(Stored data)
PR #6822, opened 2024-12-09
docs: update magento2, pimcore, sulu quickstarts

stasadev:
## The Issue

- https://github.com/ddev/ddev/pull/6784#pullrequestreview-2486662032
- https://gist.github.com/rpkoller/d0fa272b81b7705dd3f56c35e01c8f8a

@rpkoller pointed out some problems in our quickstarts.

Magento 2:

I didn't notice any issue, the quickstart works for my in the current state.
But I decided to update the admin URL to the persistent value: `/admin_ddev`

Pimcore:

They require `amqp` extension:

- https://github.com/pimcore/skeleton/issues/186

Sulu:

They changed the filename to `website.xml`:

- https://github.com/sulu/skeleton/pull/248

Additionally, I automated setting `<name>` and `<key>` with `xmlstarlet`.

Test these quickstarts:

- https://ddev--6822.org.readthedocs.build/en/6822/users/quickstart/#magento
- https://ddev--6822.org.readthedocs.build/en/6822/users/quickstart/#pimcore
- https://ddev--6822.org.readthedocs.build/en/6822/users/quickstart/#sulu

### DIFF
--- a/docs/content/users/quickstart.md
+++ b/docs/content/users/quickstart.md
@@ -454,15 +454,15 @@ The Laravel project type can be used for [StarterKits](https://laravel.com/docs/
             ```
 
     ```bash
-    mkdir my-magento2-site && cd my-magento2-site
+    export MAGENTO_HOSTNAME=my-magento2-site
+    mkdir ${MAGENTO_HOSTNAME} && cd ${MAGENTO_HOSTNAME}
     ddev config --project-type=magento2 --docroot=pub --upload-dirs=media --disable-settings-management
     ddev add-on get ddev/ddev-elasticsearch
     ddev start
     ddev composer create --repository https://repo.magento.com/ magento/project-community-edition
     rm -f app/etc/env.php
 
-    # Change the base-url below to your project's URL
-    ddev magento setup:install --base-url="https://my-magento2-site.ddev.site/" \
+    ddev magento setup:install --base-url="https://${MAGENTO_HOSTNAME}.ddev.site/" \
         --cleanup-database --db-host=db --db-name=db --db-user=db --db-password=db \
         --elasticsearch-host=elasticsearch --search-engine=elasticsearch7 --elasticsearch-port=9200 \
         --admin-firstname=Magento --admin-lastname=User --admin-email=user@example.com \
@@ -638,8 +638,8 @@ ddev config --project-type=php --docroot=public --upload-dirs=uploads --database
 ddev start
 ddev composer create sulu/skeleton
 # Create your default webspace configuration `config/webspaces/my-sulu-site.xml`
-# from `config/webspaces/website.xml`. The command below will adjust the values
-# for `<name>` and `<key>`, so that they are matching your project:
+# from `config/webspaces/website.xml`. Alternately, the command below will adjust the values
+# for `<name>` and `<key>` to match the project you have set up:
 # <name>My Sulu Site</name>
 # <key>my-sulu-site</key>
 ddev exec 'name="$(echo "${DDEV_PROJECT}" | sed "s/\b\(.\)/\U\1/g" | tr "-" " ")"; key="${DDEV_PROJECT}"; xmlstarlet ed -u "//_:webspace/_:name" -v "${name}" -u "//_:webspace/_:key" -v "${key}" -u "//_:portals/_:portal/_:name" -v "${name}" -u "//_:portals/_:portal/_:key" -v "${key}" config/webspaces/website.xml > config/webspaces/${DDEV_PROJECT}.xml && rm -f config/webspaces/website.xml'
--- a/docs/content/users/quickstart.md
+++ b/docs/content/users/quickstart.md
@@ -473,7 +473,7 @@ The Laravel project type can be used for [StarterKits](https://laravel.com/docs/
     ddev config --disable-settings-management=false
     # Change the backend frontname URL to /admin_ddev
     ddev magento setup:config:set --backend-frontname="admin_ddev" --no-interaction
-    # Log into your account using `admin` and `Password123`
+    # Login using `admin` user and `Password123` password
     ddev launch /admin_ddev
     ```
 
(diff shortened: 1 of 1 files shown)


rpkoller (commented):
**magento2:** unfortunately i am still running into `404 page not found` at the end :( 
**pimcore:** works perfectly now, thank you! one nitpick would it be possible to remove the second `ddev start` in that quickstart in line 546. the project is already started so the start is unnecessary or is it required to make certain config changes active? if so i would at least rename it to `ddev restart`? 
**Sulu:** uh wow that one got even more convenient setting up. no need of manual altering the xml file, niiiice. and yep the quickstart works as expected as well.

rpkoller:
and one detail about the magento2 quickstart to note, somehow i have to enter the credentials twice during the setup process. the save location is in home and therefore it is not stored by ddev. out of the scope for this issue i suppose, and i also dont need it since i dont use magento, but i wonder if it would make sense for those regularly using it if it would be possible to store those credentials more persistent?

stasadev:
> one nitpick would it be possible to remove the second `ddev start` in that quickstart in line 546. the project is already started so the start is unnecessary or is it required to make certain config changes active? if so i would at least rename it to `ddev restart`? 

Thanks, it really should be `ddev restart`, needed for `web_extra_daemons`.

stasadev:
> one detail about the magento2 quickstart to note, somehow i have to enter the credentials twice during the setup process

I didn't enter anything because I used `Script to store Adobe/Magento Composer credentials (click me)`

image

That small script creates `~/.ddev/homeadditions/.composer/auth.json` file with:

```json
{
    "http-basic": {
        "repo.magento.com": {
            "username": "username_here",
            "password": "password_here"
        }
    }
}
```

rfay:
If you don't store the credentials it's really painful.

But... will we make the homedir nonvolatiile someday? Why don't we yet?

rpkoller:
argh i'Ve missed that script link on the docs. yep definitely more convenient that way. but on the downside, i've retested with the credentials saved and available but i still run into the `404 page not found` error in the end on ` ddev launch /admin_ddev`

rpkoller:
> If you don't store the credentials it's really painful.
> 
> But... will we make the homedir nonvolatiile someday? Why don't we yet?

making the homedir nonvolatile might also be beneficial in the context of working inside the container with ultimikes approach?

docs/content/users/quickstart.md
```diff
@@ -633,38 +634,27 @@ The Laravel project type can be used for [Statamic](https://statamic.com/) like
...
-    <!-- See: http://docs.sulu.io/en/latest/book/webspaces.html how to configure your webspace-->
-
-    <name>My Sulu CMS</name>
-    <key>my-sulu-cms</key>
+# Create your default webspace configuration `config/webspaces/my-sulu-site.xml`
+# from `config/webspaces/website.xml`. The command below will adjust the values
+# for `<name>` and `<key>`, so that they are matching your project:
+# <name>My Sulu Site</name>
+# <key>my-sulu-site</key>
+ddev exec 'name="$(echo "${DDEV_PROJECT}" | sed "s/\b\(.\)/\U\1/g" | tr "-" " ")"; key="${DDEV_PROJECT}"; xmlstarlet ed -u "//_:webspace/_:name" -v "${name}" -u "//_:webspace/_:key" -v "${key}" -u "//_:portals/_:portal/_:name" -v "${name}" -u "//_:portals/_:portal/_:key" -v "${key}" config/webspaces/website.xml > config/webspaces/${DDEV_PROJECT}.xml && rm -f config/webspaces/website.xml'
```
rfay, line 645: (I think this is OK with the modest update above, saying that they can edit themselves or use this magic command. Still a bit uncomfortable with it.) 

I understand that you're trying to simplify the technique here, but I'm not actually convinced that people will understand or be able to recreate what we're doing here. I may prefer the old technique, which has clear docs. We want people to be able to clearly understand every step, and perhaps with this approach we're not doing that.

docs/content/users/quickstart.md
```diff
@@ -463,17 +463,18 @@ The Laravel project type can be used for [StarterKits](https://laravel.com/docs/
 
     # Change the base-url below to your project's URL
```
rfay, line 464: Sorry to request other things here, but let's separate the domain name into an environment variable so they can mostly copy/paste. If we say `export MAGENTO_HOSTNAME= my-magento2-site` and then use `mkdir ${MAGENTO_HOSTNAME} && cd ${MAGENTO_HOSTNAME}` then `ddev magento setup:install with the ${MAGENTO_HOSTNAME}.ddev.site` will work without them having to stop and fiddle with it.

docs/content/users/quickstart.md
```diff
@@ -463,17 +463,18 @@ The Laravel project type can be used for [StarterKits](https://laravel.com/docs/
...
     ddev magento setup:install --base-url="https://my-magento2-site.ddev.site/" \
```
rfay, line 465:
```suggestion
    export MAGENTO_HOSTNAME=my-magento2-site
    mkdir ${MAGENTO_HOSTNAME} && cd ${MAGENTO_HOSTNAME}
    ddev magento setup:install --base-url="https://${MAGENTO_HOSTNAME}.ddev.site/" \
```

docs/content/users/quickstart.md
```diff
@@ -633,38 +634,27 @@ The Laravel project type can be used for [Statamic](https://statamic.com/) like
...
-<webspace xmlns="http://schemas.sulu.io/webspace/webspace"
-          xmlns:xsi="http://www.w3.org/2001/XMLSchema-instance"
-          xsi:schemaLocation="http://schemas.sulu.io/webspace/webspace http://schemas.sulu.io/webspace/webspace-1.1.xsd">
-    <!-- See: http://docs.sulu.io/en/latest/book/webspaces.html how to configure your webspace-->
-
-    <name>My Sulu CMS</name>
-    <key>my-sulu-cms</key>
+# Create your default webspace configuration `config/webspaces/my-sulu-site.xml`
+# from `config/webspaces/website.xml`. The command below will adjust the values
+# for `<name>` and `<key>`, so that they are matching your project:
```
rfay, line 642:
```suggestion
# Create your default webspace configuration `config/webspaces/my-sulu-site.xml`
# from `config/webspaces/website.xml`. Alternately, the command below will adjust the values
# for `<name>` and `<key>` to match the project you have set up:
```

rfay (approved):
These all worked for me. I have reservations about the xmlstarlet usage, but suggested workaround. Sorry to suggest modest change to the magento2 one, but I often fail with changing the hostname there.

rpkoller:
> These all worked for me. I have reservations about the xmlstarlet usage, but suggested workaround. Sorry to suggest modest change to the magento2 one, but I often fail with changing the hostname there.

that was exactly my problem that lead into the 404s, i forgot to adjust `my-magento2-site` to my  bespoke folder name in: 

```
ddev magento setup:install --base-url="https://my-magento2-site.ddev.site/" \
    --cleanup-database --db-host=db --db-name=db --db-user=db --db-password=db \
    --elasticsearch-host=elasticsearch --search-engine=elasticsearch7 --elasticsearch-port=9200 \
    --admin-firstname=Magento --admin-lastname=User --admin-email=user@example.com \
    --admin-user=admin --admin-password=Password123 --language=en_US
```
after adjusting it during setup to the folder name everything works and i dont run into the 404 error anymore.

rfay:
One thing we could probably do better in the long term is to report to people where the 404 comes from. In @rpkoller 's case, I think it was coming from the router, because there was no back-end for it to hit. It's confusing what's going on when that happens.

docs/content/users/quickstart.md
```diff
@@ -633,38 +634,27 @@ The Laravel project type can be used for [Statamic](https://statamic.com/) like
 
 ```bash
 mkdir my-sulu-site && cd my-sulu-site
-ddev config --project-type=php --docroot=public --upload-dirs=uploads --database=mysql:8.0
+ddev config --project-type=php --docroot=public --upload-dirs=uploads --database=mysql:8.0 --webimage-extra-packages="xmlstarlet"
```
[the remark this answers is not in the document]
stasadev: Thanks, I didn't know it was abandoned in Debian. (I only knew that it was maintained in Arch.)

docs/content/users/quickstart.md
stasadev: I'll replace it with simpler `ddev exec sed ...` approach.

### What you have to do:
Report, from the entries above, each line where "update" is found.

### Finished exercise:
docs: update magento2, pimcore, sulu quickstarts
But I decided to update the admin URL to the persistent value: `/admin_ddev`
rfay, line 645: (I think this is OK with the modest update above, saying that they can edit themselves or use this magic command. Still a bit uncomfortable with it.) 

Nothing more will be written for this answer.